23. Denton Mateychuk, D, Moose Jaw Warriors (WHL): A steady-eddie type who defends well and mixes in point production (39 points in 42 games). Will always have a place in the lineup because he moves pucks efficiently and effectively.

24. Alexander Perevalov, LW, Yaroslavl (MHL): Brings all the offensive elements to the table in a sleek and decent-sized package (6-foot, 192 pounds).

25. Owen Pickering, D, Swift Current Broncos (WHL): A player continues to generate interest, and is one of the highest risers in this draft class.

*26. Jack Hughes, C, Northeastern (NCAA): Doesn’t excel in any particular area of the game, but is extremely responsible, and uses his agility to play with pace when possessing the puck.

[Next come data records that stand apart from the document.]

Issue #807, opened 2022-04-12
Quadratic Problem to .lp file bug?


Downsite:
Hi,

Testing my implementation of the QP in thhe C++ API, I tried to solve the problem
```
variables
 x within [-2,2];
 y within [-2,2];

minimize:
x*y+x*x;

constraints:
x>=-1;
```
when I write the Hessian correctly(?) as the triangular and sparse version of [2 1;1 0]
the output written by the file writer is incorrect (the returned solution is correct).

```
\ File written by Highs .lp filereader
min
 obj: +0 x1 +0 x2 + [ +2 x0 * x0 +1 x0 * x1 +0 x1 * x1  ]/2 
st
 con1lo: +1 x1 >= -1
bounds
 -2 <= x1 <= +2
 -2 <= x2 <= +2
bin
gen
semi
end
```

feldmeier:
Thanks - this will be fixed in #828, it make take a bit to be merged thoguh

PR #828, opened 2022-04-27
QP updates

feldmeier:


jajhall:
This will close #807

jajhall (approved):
This is fine now that the unassigned read is avoided

PR #834, opened 2022-05-01
Enable concurrent compilation under MSVC

metab0t:
https://docs.microsoft.com/en-us/cpp/build/reference/mp-build-with-multiple-processes?view=msvc-170


jajhall:
This looks uncontroversial. What do you think @galabovaa ?

galabovaa (approved):

PR #835, opened 2022-05-01
Minor fixes

lgottwald:


lgottwald:
fixes a memory leak in the zstr header and adds a minor followup change which I held back because I wanted to test it and it does not affect many instances.

jajhall (approved):
Fine - and CI pass!

PR #839, opened 2022-05-03
Allow LP file parse to handle var*var in expressions

arcondello:
Previously LP files with the format
```
Minimize
 10 x1 + [ 6 x0*x1 ] / 2
End
```
would have `x0*x1` treated as a variable, rather than as a multiplication of two variables.

I used the LP reader code as a basis for another project (https://github.com/dwavesystems/dimod/pull/1182). Would have loved to just use y'all as a submodule, but we needed to make pretty invasive changes. Nonetheless, while doing so discovered this bug, so thought I would make the change upstream as well.

### DIFF
--- a/check/CMakeLists.txt
+++ b/check/CMakeLists.txt
@@ -43,6 +43,7 @@ set(TEST_SOURCES
     TestHighsModel.cpp
     TestHSet.cpp
     TestLogging.cpp
+    TestLPFileFormat.cpp
     TestLpValidation.cpp
     TestLpModification.cpp
     TestLpOrientation.cpp
--- a/check/TestLPFileFormat.cpp
+++ b/check/TestLPFileFormat.cpp
@@ -1,0 +1,13 @@
+
+#include "catch.hpp"
+#include "Highs.h"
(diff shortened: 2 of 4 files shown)


arcondello:
I would be happy to add better testing, pointers to an example of how to read the coefficients off the loaded model would be appreciated!

jajhall:
This looks uncontroversial to me, @feldmeier, but you're the `.lp` file expert so I'd want you to give it your blessing

jajhall:
> I used the LP reader code as a basis for another project ([dwavesystems/dimod#1182](https://github.com/dwavesystems/dimod/pull/1182)). Would have loved to just use y'all as a submodule, but we needed to make pretty invasive changes. Nonetheless, while doing so discovered this bug, so thought I would make the change upstream as well.

> I would be happy to add better testing, pointers to an example of how to read the coefficients off the loaded model would be appreciated!

Many thanks!

feldmeier:
Thanks - I'm a bit surprised this error didn't show up earlier. Nice to see my code being used in quantum computing - even if its just adibiatic QC!

feldmeier (approved):
Looks good to me

Issue #840, opened 2022-05-03
Trying to load an LP file without a newline at the end of the file leads to out-of-memory errors


arcondello:
I built the solver from the current [master](https://github.com/ERGO-Code/HiGHS/tree/d1d9839b83800ac04eb4a0bb50d64e2c3efed63c). When I used `highs pass.lp` on [pass.lp](https://gist.github.com/arcondello/3f4a71bd5742952b5ede0546edb1e423) it works fine, but running `highs fail.lp` on [fail.lp](https://gist.github.com/arcondello/a37cb4f4eb6292fb1e8f3f1ee1d4e0e3) results in running out of memory. The difference between the two is the newline at the end of the file.

Reverting to [v1.2.1](https://github.com/ERGO-Code/HiGHS/releases/tag/v1.2.1) resolves the issue

jajhall:
Strange. Please would you look at this @feldmeier

PR #841, opened 2022-05-04
Fix EOF detection in LP file reader

fuglede:
The condition `this->linebufferpos == this->linebuffer.size()` would never be `true` except potentially (but not necessarily) at the end of the file, since whenever an `'\n'` is encountered, `this->linebufferpos` is manually set to correspond to the end of the line (on line 998).

Moreover, the condition would mean that an actual EOF would not be properly handled when the final line of the file is not empty, which would instead cause an infinite loop as the final line is read over and over. In particular, this infinite loop is encountered for the example given in gh-840:

```
4d 69 6e 69 6d 69 7a 65 0a 20 78 30 20 2b 20 78 31 0a 73 75 62 6a 65 63 74 20 74 6f 0a 20 63 31 3a 20 78 30 20 2b 20 78 31 20 3c 3d 20 31 0a 45 6e 64
```

Here we just move the EOF check to before reading a new line.

This closes gh-840.

Now at the same time, it certainly seems like the condition wouldn't be put there for no reason, so maybe I'm missing something.

### DIFF
--- a/extern/filereaderlp/reader.cpp
+++ b/extern/filereaderlp/reader.cpp
@@ -903,8 +903,8 @@ void Reader::readnexttoken(bool& done) {
      this->linebufferpos = 0;
    }
 
-   // if all line has been read and we are at end of file, then stop
-   if (this->linebufferpos == this->linebuffer.size() && this->file.eof()) {
+   // if we are at end of file, then stop
+   if (this->file.eof()) {
      this->rawtokens.push_back(std::unique_ptr<RawToken>(new RawToken(RawTokenType::FLEND)));
      done = true;
      return;
--- a/extern/filereaderlp/reader.cpp
+++ b/extern/filereaderlp/reader.cpp
@@ -892,7 +892,12 @@ void Reader::readnexttoken(bool& done) {
    done = false;
 
    if (this->linebufferpos == this->linebuffer.size()) {
-     // read next line
+     // read next line if any are left. 
+     if (this->file.eof()) {
+         this->rawtokens.push_back(std::unique_ptr<RawToken>(new RawToken(RawTokenType::FLEND)));
+         done = true;
+         return;
+     }
      std::getline(this->file, linebuffer);
 
      // drop \r
@@ -901,13 +906,6 @@ void Reader::readnexttoken(bool& done) {
 
      // reset linebufferpos
      this->linebufferpos = 0;
-   }
-
-   // if we are at end of file, then stop
-   if (this->file.eof()) {
-     this->rawtokens.push_back(std::unique_ptr<RawToken>(new RawToken(RawTokenType::FLEND)));
-     done = true;
-     return;
    }
 
    // check single character tokens
--- a/check/TestFilereader.cpp
+++ b/check/TestFilereader.cpp
@@ -50,6 +50,15 @@ TEST_CASE("filereader-edge-cases", "[highs_filereader]") {
   run_status = highs.run();
   REQUIRE(run_status == HighsStatus::kOk);
 
+  // Load an LP file that does not end with a newline
+  model = "no-newline-eof";
+  model_file = std::string(HIGHS_DIR) + "/check/instances/" + model + ".lp";
+  return_status = highs.readModel(model_file);
+  REQUIRE(return_status == HighsStatus::kOk);
+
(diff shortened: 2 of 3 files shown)


extern/filereaderlp/reader.cpp
```diff
@@ -903,8 +903,8 @@ void Reader::readnexttoken(bool& done) {
      this->linebufferpos = 0;
    }
 
-   // if all line has been read and we are at end of file, then stop
-   if (this->linebufferpos == this->linebuffer.size() && this->file.eof()) {
```
fuglede, line 907: So, one case this doesn't handle is what happens if "End" is not on its own line. I guess that's no good.

Edit: Fixed by simply making the check before reading another line.

extern/filereaderlp/reader.cpp
```diff
@@ -892,7 +892,12 @@ void Reader::readnexttoken(bool& done) {
    done = false;
 
    if (this->linebufferpos == this->linebuffer.size()) {
-     // read next line
+     // read next line if any are left. 
+     if (this->file.eof()) {
+         this->rawtokens.push_back(std::unique_ptr<RawToken>(new RawToken(RawTokenType::FLEND)));
+         done = true;
```
fuglede, line 898: The value of `done` is never actually used for anything; I can remove that in a separate PR if relevant.

jajhall: Thanks, but let's leave that to @feldmeier , who might want it left in for future use

svigerske (approved):
Seems like I messed this up.
I didn't think that `std::getline(this->file, linebuffer);` would leave `linebuffer` untouched when at eof.    
So an alternative fix would be
```diff
--- a/extern/filereaderlp/reader.cpp
+++ b/extern/filereaderlp/reader.cpp
@@ -893,6 +893,7 @@ void Reader::readnexttoken(bool& done) {
 
    if (this->linebufferpos == this->linebuffer.size()) {
      // read next line
+     linebuffer.clear();
      std::getline(this->file, linebuffer);
 
      // drop \r
```
But moving the eof check is also good (maybe also better).

Adding `fail.lp` from #840 to the unittests would be nice.

fuglede:
> Adding fail.lp from https://github.com/ERGO-Code/HiGHS/issues/840 to the unittests would be nice.

I've added such a test to `TestFilereader.cpp`.

jajhall:
> So an alternative fix would be
> 
> ```diff
> --- a/extern/filereaderlp/reader.cpp
> +++ b/extern/filereaderlp/reader.cpp
> @@ -893,6 +893,7 @@ void Reader::readnexttoken(bool& done) {
>  
>     if (this->linebufferpos == this->linebuffer.size()) {
>       // read next line
> +     linebuffer.clear();
>       std::getline(this->file, linebuffer);
>  
>       // drop \r
> ```
> 
> But moving the eof check is also good (maybe also better).

What do you reckon @fuglede ?

fuglede:
> What do you reckon @fuglede ?

I'm probably biased since this solution is the one that happened to be what I found natural first. Perhaps one can argue that sticking to `eof` makes semantics clearer?

Another thing that could also work is

```cpp
     std::getline(this->file, linebuffer);
     if (!this->file)
     {
         this->rawtokens.push_back(std::unique_ptr<RawToken>(new RawToken(RawTokenType::FLEND)));
         done = true;
         return;
     }
```

extern/filereaderlp/reader.cpp
```diff
@@ -892,9 +892,14 @@ void Reader::readnexttoken(bool& done) {
    done = false;
 
    if (this->linebufferpos == this->linebuffer.size()) {
-     // read next line
+     // read next line if any are left. 
      std::getline(this->file, linebuffer);
-
+     if (this->file.eof())
```
svigerske: Doesn't this now skip parsing the content of the last line, if not empty?

I was also ok with the previous solution.

fuglede: You're right; `eof` triggers on the last line, even if it has contents. I guess it's safe anyway given that the end marker appears on a line of it's own, but relying on that seems iffy. Let me just revert the last commit.

feldmeier:
thanks for fixing this, changes look fine to me

PR #845, opened 2022-05-06
Remove unused parameter from Reader::readnexttoken

fuglede:
This removes the unused parameter `done` from the LP file reader, but cf. [this comment](https://github.com/ERGO-Code/HiGHS/pull/841/files#r864694671), maybe it's there for future use? Cc @feldmeier


jajhall (approved):
Uncontroversial

PR #849, opened 2022-05-10
Fix header in "Get started" section of documentation

fuglede:
Currently, the page looks as follows:

image

This change removes the duplicated header and fixes the formatting of the second one.


jajhall (approved):
This seems uncontroversial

27. Maveric Lamoureux, D, Drummondville Voltigeurs (QMJHL): Upper body issue has him out for up to a month, giving him plenty of time to return for a good end of season run.

28. Rutger McGroarty, LW, USNTDP: Former Boston first-rounder and USNTDP player John Beecher seems to be a solid comparable for McGroarty.

29. Kevin Korchinski, D, Seattle Thunderbirds (WHL): Displays tireless work ethic on and off the ice. Another fast riser thanks to his amazing vision and excellent feet.

*30. Luca Del Bel Belluz, C, Mississauga Steelheads (OHL): A deep dive into the analytics has him as one of the best defensive centres in the OHL, yet he’s best recognized as the top scoring first-year draft eligible in all of the CHL with 57 points in 43 games.

31. Tristan Luneau, D, Gatineau Olympiques (QMJHL): Scouts are having an issue projecting what this player will be, but there’s enough raw talent and hockey IQ in place to figure out where he’ll fit in a lineup later.

*32. Adam Ingram, LW, Youngstown Phantoms (USHL): Plenty of room to fill out physically (6-foot-2, 165 pounds). His play away from the puck is a work in progress, but he has the enviable combination of size and skating ability, complemented by a big league shot.